#### What the task asks:
Your answer should consist of each line below that contains the string "wrong".

#### Data extracts:
PR #58, opened 2018-03-30
Update travis examples and short summary

Razzeee:
Check addon example is not tested at the moment.

### DIFF
--- a/.travis-addon.yml.example
+++ b/.travis-addon.yml.example
@@ -3,12 +3,8 @@ python:
   - "3.6"
 
 install:
-  - pip install Pillow requests radon
-
-before_install:
-  - git submodule update --init --recursive --remote
+  - pip install kodi-addon-checker
 
 # command to run our tests
-script:
-  - cd .tests
-  - python check_addon.py
+script: 
+  - kodi-addon-checker .
--- a/.travis-repo.yml.example
+++ b/.travis-repo.yml.example
@@ -3,16 +3,12 @@ python:
   - "3.6"
 
 install:
-  - pip install Pillow requests radon
-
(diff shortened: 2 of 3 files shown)


.travis-addon.yml.example
```diff
@@ -3,12 +3,8 @@ python:
...
-before_install:
-  - git submodule update --init --recursive --remote
+  - pip install Pillow requests kodi-addon-checker
 
 # command to run our tests
 script: 
-  - cd .tests 
-  - python check_addon.py
\ No newline at end of file
+  - kodi-addon-checker .
```
slgobinath: To check an entire repository the `.` is not necessary.
Directories passed as arguments are treated as plugins (The same behavior as the previous implementation)

This line should be:
```
- kodi-addon-checker
```

.travis-addon.yml.example
```diff
@@ -3,12 +3,8 @@ python:
   - "3.6"
 
 install:
-  - pip install Pillow requests
-
-before_install:
-  - git submodule update --init --recursive --remote
+  - pip install Pillow requests kodi-addon-checker
```
slgobinath: Though it is perfectly fine to install Pillow and requests, it is not necessary to do so.

You can simply call `pip install kodi-addon-checker` which will install `kodi-addon-checker` along with `Pillow` and `requests` because they are already marked as dependencies in [setup.py#L5](https://github.com/xbmc/addon-check/blob/master/setup.py#L5)

Razzeee: makes sense, forgot about that when adding the new dependency

Razzeee:
Updated

PR #63, opened 2018-04-04
[WIP]Add check for dependencies within addon.xml

mzfr:
Sorry, I messed up #51 by merging the branches (via GitHub) into it instead of re-basing (I will keep that in mind) and when I later squashed the commits, **something** went wrong.

I am working on the changes @Rechi requested i.e
* request addons.xml only once (for a repo check)
* xbmc.(addon|gui|json|metadata|python) dependencies either have to be skipped, or somehow added as available


mzfr:
@Razzeee @Rechi I have added a check for ignore-ing the `xbmc.(addon|gui|json|metadata|python)`.
Also I have made the necessary changes for making single request for the whole repo.

Please review this and let me know if there's any changes required.

kodi_addon_checker/check_addon.py
```diff
@@ -351,3 +356,47 @@ def _logWarning(error_counter, warning_string):
...
+    }
+
+
+def _check_dependencies(error_counter, addon_path, repo_addons):
+    deps = get_users_dependencies(addon_path)
+    ignore = ['xbmc.json', 'xbmc.gui', 'xbmc.json', 'xbmc.metadata', 'xbmc.python']
+
+    for required_addon, required_version in deps.items():
+        if (required_addon not in repo_addons) and (required_addon not in ignore):
+            error_counter = _logProblem(error_counter, "Unrecognized requirement: %s " % required_addon)
```
Razzeee: I think we can word this better, how about `Required addon "%s" not available in current repository.`

kodi_addon_checker/check_addon.py
```diff
@@ -351,3 +356,47 @@ def _logWarning(error_counter, warning_string):
...
+
+        else:
+            available_version = repo_addons.get(required_addon)
+            if LooseVersion(available_version) != LooseVersion(required_version) and (required_addon not in ignore):
+                error_counter = _logWarning(error_counter, "Version mismatch for addon %s. Required: %s, Available: %s "
```
Razzeee: Might be worth to point to the addons `addon.xml` here, to make this clearer.

kodi_addon_checker/check_repo.py
```diff
@@ -22,6 +24,9 @@ def check_repo(repo_path, parameters):
     else:
         toplevel_folders = sorted(parameters)
 
+    branch_url = ROOT_URL.format(branch=os.environ.get("TRAVIS_BRANCH"))
```
Razzeee: Please don't use `os.environ.get("TRAVIS_BRANCH")` anywhere. Read it from the params or the config file. Probably both would be good.

kodi_addon_checker/check_repo.py
```diff
@@ -30,7 +35,7 @@ def check_repo(repo_path, parameters):
         if addon_folder[0] != '.':
             addon_path = os.path.join(repo_path, addon_folder)
             error_counter = check_addon.start(
-                error_counter, addon_path, config)
+                error_counter, addon_path, repo_addons, config)
```
Razzeee: So this will work for a whole repo review, but how does it work for a single addon?

kodi_addon_checker/check_repo.py
mzfr: ok so we can have a parameter `branch` that will have the same functionality as `TRAVIS_BRANCH`. And for default we can set it's value to None.

Razzeee: And what do you do on `None`?

mzfr: yeah that's what I was thinking. Maybe  just not run those check that are dependent on `branch` parameters or  maybe instead of having `None` as default we can have `leia` or  `krypton` as default (assuming most of the add-on will be submitted to those because they are new) ?

Razzeee: We could also read the addon.xml and parse the python version to figure out the branch? But a warning, this will only work for single addons. 

See this list https://kodi.wiki/view/Addon.xml#Dependency_versions, but as it turns out it's not a 100% as krypton and leia has the same target here.

Feels like we should make kodi version a needed param. That would also enable us to move most of .tests-config.json into addon-check and just map it to the versions.

mzfr: @Razzeee yes this can be done but I think instead of taking the kodi version as parameter and then changing it into a branch name (for getting addons.xml), we can just have a branch name as parameter.  This will save us some code for converting version into branch name.

And about  `.tests-config.json`, it currently doesn't have any code that actually depends on version.
 For example: this is a config file from branch `leia`
```json
{
    "check_legacy_language_path": true,
    "check_kodi_leia_deprecations": true
}
```
Almost all the branch have similar config file and here none of the function directly depends upon the version. So might not have a huge impact on config but yes it will be helpful in future.

Razzeee: sorry, that's what I ment by kodi version. As the should match branch names. SO we should be fine.

`.tests-config.json` is completly version dependent, what you state is wrong. It's pretty much the whole reason to even have it. The `check_kodi_leia_deprecations` option is pretty clearly refering to every branch leia+. Please look again and let me know if you have problems understanding :)

mzfr: ok so I'll just add an argument for it.

I had a look to what `check_kodi_leia_deprecation` and what I am able to understand is that it check for strings that were present in old add-ons but are not supposed to be in any add-on submitted to Leia right ?

Razzeee: To leia or newer, yes.
The other config items basically work along the same lines. Usually some version dependent changes to kodi engine.

mzfr:
@Razzeee I have implemented the changes please review this.
For some reason I didn't got the "report" changes when i was rebase-ing so I did them manually(sorry).
Also pycodestyle tests are failing due to the "escape sequences" but why are we using those escape sequences ?

mzfr:
@Razzeee I have rebased it. Now you can review this.

kodi_addon_checker/__main__.py
```diff
@@ -66,7 +67,7 @@ def main():
         for directory in args.dir:
             report.add(check_artifact(directory, args))
```
Razzeee: This should also honor the branch argument, shouldn't it?

mzfr: yes and actually I have also missed to add another argument in `check_artifact` function.

 But what I am now finding contradictory is that if we pass single addon  [this](https://github.com/xbmc/addon-check/blob/master/kodi_addon_checker/__main__.py#L41) will directly call the start function. But we are getting [`repo_addons`](https://github.com/xbmc/addon-check/pull/63/files#diff-87cbf8a463aa7f67c8382bdac08ec809R15) from `check_repo` function. So I'll have to do this within the start function but if I do that then we'll have the same issue of having multiple requests for same repo i.e caching addon.xml.

@Razzeee Am I on the right track or have I missed something here ?

Razzeee: That evaluation sounds right.

mzfr: I am currently trying to figure it out but I am open to suggestions :wink:

Razzeee: do a preparation step in __main__.py where you get everything that we want to keep in that overarching scope?
Alternative might be to even write that to the disk, not sure I'm a fan of that.

Razzeee: We'll you can always add another class between those. If theres a good reason to do this.

mzfr:
@Razzeee I have implemented the changes. Please review them.

Razzeee:
This is missing the installation of `requests` in `setup.py`

Razzeee:
You need to guard the parameter against not being set somehow. Otherwise we will try to get a branch with the name `None`

kodi_addon_checker/__main__.py
```diff
@@ -57,16 +61,18 @@ def main():
     parser.add_argument("--version", action="version",
                         version="%(prog)s 0.0.1")
     parser.add_argument("dir", type=dir_type, nargs="*", help="optional add-on or repo directories")
+    parser.add_argument("--branch", help="Branch name on which checker is to run")
```
Razzeee: This is required https://docs.python.org/2/library/argparse.html#required

Razzeee: I would also suggest to hardcode the choices to the available repos https://docs.python.org/2/library/argparse.html#choices

Razzeee:
```
    parser.add_argument("--branch", choices=['gotham', 'helix', 'isengard', 'jarvis', 'krypton', 'leia'],
                        required=True, help="Target branch name where the checker will resolve dependencies")
```

mzfr: I have made the suggested changes.

kodi_addon_checker/check_addon.py
```diff
@@ -72,6 +74,9 @@ def start(addon_path, config=None):
         if len(addon_xml.findall("*//broken")) == 0:
             file_index = _create_file_index(addon_path)
 
+            if config.is_enabled("check_dependencies"):
```
Razzeee: Please remove this setting. Should be not needed, now that the branch parameter is mandatory.

kodi_addon_checker/check_addon.py
```diff
@@ -302,3 +308,46 @@ def _check_file_whitelist(report: Report, file_index, addon_path):
...
+
+    for required_addon, required_version in deps.items():
+        if required_addon not in repo_addons:
+            if required_addon not in ignore:
+                report.add(Record(WARNING, "Required addon %s not available in current repository." % required_addon))
+        else:
+            available_version = repo_addons[required_addon]
+
+            if LooseVersion(available_version) != LooseVersion(required_version) and (required_addon not in ignore):
+                report.add(Record(WARNING, "Version mismatch for addon %s. Required: %s, Available: %s "
```
Razzeee: This should be a `PROBLEM` not a `WARNING`

kodi_addon_checker/check_addon.py
```diff
@@ -137,12 +142,13 @@ def _check_addon_xml(report: Report, addon_path):
...
-        addon_xml = xml.etree.ElementTree.parse(addon_xml_path)
+        addon_xml = ET.parse(addon_xml_path)
         addon = addon_xml.getroot()
         report.add(Record(INFORMATION, "Created by %s" % addon.attrib.get("provider-name")))
         _addon_xml_matches_folder(report, addon_path, addon_xml)
-    except xml.etree.ElementTree.ParseError:
-        report.add(Record(PROBLEM, "Addon xml not valid, check xml. %s" % relative_path(addon_xml_path)))
+
+    except ET.ParseError:
+        report.add(Record(INFORMATION, "Created by %s" % addon.attrib.get("provider-name")))
```
Razzeee: Is this a copy and paste error?

kodi_addon_checker/check_addon.py
mzfr: should [Line 347](https://github.com/xbmc/addon-check/pull/63/files#diff-0908daa4913eca95dda1221fb9159098R347) be a `PROBLEM` or should I leave it as a `WARNING
`

Razzeee: Yes, absolutely. Sorry for missing that.

kodi_addon_checker/check_addon.py
```diff
@@ -137,11 +141,12 @@ def _check_addon_xml(report: Report, addon_path):
     try:
         _addon_file_exists(report, addon_path, r"addon\.xml")
 
-        addon_xml = xml.etree.ElementTree.parse(addon_xml_path)
+        addon_xml = ET.parse(addon_xml_path)
         addon = addon_xml.getroot()
-        report.add(Record(INFORMATION, "Created by %s" % addon.attrib.get("provider-name")))
+        report.add(Record(PROBLEM, "Addon xml not valid, check xml. %s" % relative_path(addon_xml_path)))
```
Razzeee: The other one is okay now, but you changed this one now. I don't think you ment to do this.

mzfr: I am really sorry for this. I'll fix it right away.

Razzeee:
Needs a rebase now

mzfr:
@Razzeee I have rebased it now.

kodi_addon_checker/check_addon.py
```diff
@@ -337,3 +341,58 @@ def number_of_lines(filepath):
         data = file.read()
 
     return (analyze(data).lloc)
+
+
+def _logProblem(error_counter, problem_string):
```
Razzeee: I suspect a rebase error here. THis and the next method are not supposed to be used anymore.

PR #535, opened 2022-02-22
abseil-cpp: Fix build with gcc11

apbr:
To use abseil in other recipes it has to be targeted for C++17.


kraj:
this fails grpc see https://errors.yoctoproject.org/Errors/Details/636128/

kraj (changes requested):
fails other dependent packages

apbr:
Strange. Then sorry for bothering.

#### Solution to the exercise:
Sorry, I messed up #51 by merging the branches (via GitHub) into it instead of re-basing (I will keep that in mind) and when I later squashed the commits, **something** went wrong.
`.tests-config.json` is completly version dependent, what you state is wrong. It's pretty much the whole reason to even have it. The `check_kodi_leia_deprecations` option is pretty clearly refering to every branch leia+. Please look again and let me know if you have problems understanding :)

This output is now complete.